Military officials have been wrestling for years with how to handle troops who publish blogs. Officers have weighed the need for wartime discretion against the opportunities for the public to personally connect with some of the most effective advocates for the operations in Afghanistan and Iraq — the troops themselves. The secret-keepers have generally won the argument, and the once-permissive atmosphere has slowly grown more tightly regulated. Soldier-bloggers have dropped offline as a result.
Now the blogs I read are extremely careful not to put a time or a place on anything. Usually you simply get a feel for the emotional rollercoaster these service people are on. And perhaps that’s the problem.

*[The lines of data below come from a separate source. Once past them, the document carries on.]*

PR #989, opened 2024-03-06
Fix url case in add repository

mkondratek:
### Remote urls letter case
1. Try to add the same remote repo url but with upper/mixed-casing

expected: dialog reports that the repo already exists


pkukielka (approved):
LGTM

PR #1005, opened 2024-03-07
Fix formatting for single line completions

### LINKED ISSUE #987: bug: Code is formatted incorrectly after code completion
### Installation Information

Standard installation, all versions

### Describe the bug

image
https://twitter.com/danaketh/status/1765117259234603500

### Expected behavior

Could should always be formatted correctly

### Additional context

IntelliJ formatting have separate action which we could just call after the completion is done.
We try to make sure we insert completion at the right position regarding surrounding text, but I guess it might not be 100% robust. Also it won't help for adjusting e.g. whole completion block to the project coding standard, and using IJ formatter would help there.

pkukielka:
Fixes  https://github.com/sourcegraph/jetbrains/issues/987

## Changes

Fixed formatting (previously non-existing) for single line completions, simplified the code, and added the tests.

## Test plan

Automatic tests for formatter were added.
Additionally manual QA was done using `TESTING.MD` section `Single-line autocomplete' and `Multi-line autocomplete`

### DIFF
--- a/gradle.properties
+++ b/gradle.properties
@@ -13,7 +13,7 @@ platformType=IC
 platformVersion=2022.1
 # Plugin Dependencies -> https://plugins.jetbrains.com/docs/intellij/plugin-dependencies.html
 # Example: platformPlugins = com.intellij.java, com.jetbrains.php:203.4449.22
-platformPlugins=Git4Idea,PerforceDirectPlugin
+platformPlugins=Git4Idea,PerforceDirectPlugin,java
 # Java language level used to compile sources and to generate the files for - Java 11 is required for 2020.3 <= x < 2022.2
 javaVersion=11
 # Gradle Releases -> https://github.com/gradle/gradle/releases
--- a/src/main/kotlin/com/sourcegraph/cody/autocomplete/CodyAutocompleteManager.kt
+++ b/src/main/kotlin/com/sourcegraph/cody/autocomplete/CodyAutocompleteManager.kt
@@ -45,13 +45,13 @@ import com.sourcegraph.utils.CodyFormatter
 import difflib.Delta
 import difflib.DiffUtils
 import difflib.Patch
+import org.eclipse.lsp4j.jsonrpc.ResponseErrorException
 import java.util.concurrent.CancellationException
 import java.util.concurrent.CompletableFuture
 import java.util.concurrent.CompletionException
 import java.util.concurrent.TimeUnit
 import java.util.concurrent.atomic.AtomicReference
 import java.util.stream.Collectors
-import org.eclipse.lsp4j.jsonrpc.ResponseErrorException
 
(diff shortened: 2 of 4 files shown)


src/test/kotlin/utils/CodyFormatterTest.kt
```diff
@@ -0,0 +1,49 @@
...
+    TestCase.assertEquals(
+        """|public static int fib(int n) {
+           |        if (n <= 1) {
+           |            return n;
+           |        }
+           |        return fib(n - 1) + fib(n - 2);
+           |    }"""
+            .trimMargin(),
+        formatText(
+            "public static int fib(int n) { if (n <= 1) { return n; } return fib(n-1) + fib(n-2);  }",
```
valerybugakov: 💜

gradle.properties
```diff
@@ -13,7 +13,7 @@ platformType=IC
 platformVersion=2022.1
 # Plugin Dependencies -> https://plugins.jetbrains.com/docs/intellij/plugin-dependencies.html
 # Example: platformPlugins = com.intellij.java, com.jetbrains.php:203.4449.22
-platformPlugins=Git4Idea,PerforceDirectPlugin
+platformPlugins=Git4Idea,PerforceDirectPlugin,java
```
mkondratek, line 16: I wonder how limiting is it? Will Cody work in CLion now?

src/main/kotlin/com/sourcegraph/cody/autocomplete/CodyAutocompleteManager.kt
```diff
@@ -371,26 +354,31 @@ class CodyAutocompleteManager {
...
           offset,
           true,
           false,
           Int.MAX_VALUE,
-          CodyAutocompleteBlockElementRenderer(multilineInsertText, items, editor))
+          CodyAutocompleteBlockElementRenderer(completionText, items, editor))
+    } else {
+      inlayModel.addInlineElement(
+          offset,
+          true,
```
mkondratek: can you name trues, falses, etc? 🙏

gradle.properties
pkukielka: It does not matter for generated plugin as long as it's not part of plugin.xml.

src/main/kotlin/com/sourcegraph/cody/autocomplete/CodyAutocompleteManager.kt
pkukielka: Fixed.

mkondratek (approved):
The formatting seems to work correctly. 

I see a few issues to are probably not related to this PR directly:
- `fun bubbleSort(array: MutableList<Int>) {` in Kotlin does not work (while the similar code in Java produced the proper complection)
- multiline suggestions seem to appear very rare 
- it's hard to tell that Cody is "thinking" on the autocompletions - we indicator is still broken, we should fix it

PR #1038, opened 2024-03-11
Revert "Move text/descriptions from plugin.xml to the bundle (#988)"

mkondratek:
For some reason action groups does not work after the bundling 😕 let's revert.

## Test plan
1. Open `Settings | Tools | Sourcegraph & Cody`
2. Click ➕ sign (`Add` account) 

Expected:
two options appear


pkukielka (approved):
LGTM

PR #1079, opened 2024-03-13
Simplify `receiveMessage`'s message update handling

mkondratek:
This PR simplifies the logic of handling of the incoming transcript messages. Instead of updating only last two messages let's update the changed messages.

## Test plan
1. chat works, context files appear, restore works


src/main/kotlin/com/sourcegraph/cody/chat/AgentChatSession.kt
```diff
@@ -182,22 +181,15 @@ private constructor(
           getCancellationToken().dispose()
         } else {
 
-          if (extensionMessage.chatID != null) {
-            if (prevLastMessage != null) {
-              if (lastMessage?.contextFiles != messages.lastOrNull()?.contextFiles) {
-                val index = extensionMessage.messages.count() - 2
+          if (extensionMessage.chatID != null && extensionMessage.messages != null) {
```
pkukielka, line 184: Thanks, it's much easier to understand now and I think also less error prone!

pkukielka (approved):
LGTM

Of course pizza is a bit of a threat as well. Pizza?! Yeah. Pizza.
“It’s true that from an OPSEC (operational security) perspective, almost anything — pizza orders, office lights lit at odd hours, full or empty parking lots — can potentially tip off an observer that something unusual is afoot,” he added. “But real OPSEC is highly discriminating. It does not mean cutting off the flow of information across the board. If on one day in 1991 an unusual number of pizza orders coincided with the start of Desert Storm, it doesn’t mean that information about pizza orders should now be restricted. That’s not OPSEC, that’s just stupidity.”
So sending an e-mail order to the local pizza parlor or telling your wife – “Honey I’ll be late for dinner” if you work at the Pentagon has now become a definite no,no. (Not that it was ever a yes, yes. But still.)
The issue here isn’t having a rule that can be enforced up front but something that can be used later, after the fact, for any ‘problem’ that might occur. It is a sword hanging over the head of anyone in the military. Even the Army doesn’t think these kinds of issues can be handled this way,
“The potential for an OPSEC violation has thus far outstripped the reality experienced by commanders in the field,” [Major Elizabeth Robbins] wrote [in a paper (pdf) for the Army's Combined Arms Center].
And in some military circles, bloggers have gained forceful advocates. The Office of the Secretary of Defense, for example, now regularly arranges exclusive phone conferences between bloggers and senior commanders in Afghanistan and Iraq. Major Robbins, for one, has argued strongly for easing the restrictions on the soldier-journalists.
The theater goes even further, in a classic case of Catch 22, military contractors, family and friends are also effected by the new rules. The catch. They aren’t able to access them.
Active-duty troops aren’t the only ones affected by the new guidelines. Civilians working for the military, Army contractors — even soldiers’ families — are all subject to the directive as well.
But, while the regulations may apply to a broad swath of people, not everybody affected can actually read them. In a Kafka-esque turn, the guidelines are kept on the military’s restricted Army Knowledge Online intranet. Many Army contractors — and many family members — don’t have access to the site. Even those able to get in are finding their access is blocked to that particular file.
“Even though it is supposedly rewritten to include rules for contractors (i.e., me) I am not allowed to download it,” e-mails Perry Jeffries, an Iraq war veteran now working as a contractor to the Armed Services Blood Program.
For all those Minnesotans out there, you might keep your – um – ear on MPR tomorrow. Jon Gordon will be running a story on this at Future Tense.
I really hope my military blogs, including Sixty-Six.org don’t disappear. Deep sixed by the bureaucrats far from the families and the frontlines.
But maybe it’s just the American way. Opsec and Clusterf*ck.